Top of Extracted entries

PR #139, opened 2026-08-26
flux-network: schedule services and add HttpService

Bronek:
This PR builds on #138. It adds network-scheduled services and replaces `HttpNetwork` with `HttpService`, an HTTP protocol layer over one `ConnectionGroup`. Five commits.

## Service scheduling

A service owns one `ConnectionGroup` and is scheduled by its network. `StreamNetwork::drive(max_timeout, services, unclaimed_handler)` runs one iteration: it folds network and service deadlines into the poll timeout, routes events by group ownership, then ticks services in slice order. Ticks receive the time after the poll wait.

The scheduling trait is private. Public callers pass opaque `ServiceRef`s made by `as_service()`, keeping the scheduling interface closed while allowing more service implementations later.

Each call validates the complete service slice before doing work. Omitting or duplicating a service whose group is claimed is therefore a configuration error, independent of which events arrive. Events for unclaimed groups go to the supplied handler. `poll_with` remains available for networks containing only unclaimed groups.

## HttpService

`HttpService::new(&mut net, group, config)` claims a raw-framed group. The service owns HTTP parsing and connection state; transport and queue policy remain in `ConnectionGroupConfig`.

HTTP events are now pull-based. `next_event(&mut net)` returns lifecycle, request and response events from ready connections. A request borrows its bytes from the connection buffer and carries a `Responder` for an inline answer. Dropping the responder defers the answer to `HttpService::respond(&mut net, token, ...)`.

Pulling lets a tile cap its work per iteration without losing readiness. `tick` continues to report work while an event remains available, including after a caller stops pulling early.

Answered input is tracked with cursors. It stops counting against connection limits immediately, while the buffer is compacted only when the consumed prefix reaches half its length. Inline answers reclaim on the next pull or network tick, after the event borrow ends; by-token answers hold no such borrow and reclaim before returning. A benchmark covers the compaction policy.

Bottom of Extracted entries

Exercise details ->
Which lines hold the word "scheduling"? Copy each of them from the records.

Answer to the exercise ->
## Service scheduling
The scheduling trait is private. Public callers pass opaque `ServiceRef`s made by `as_service()`, keeping the scheduling interface closed while allowing more service implementations later.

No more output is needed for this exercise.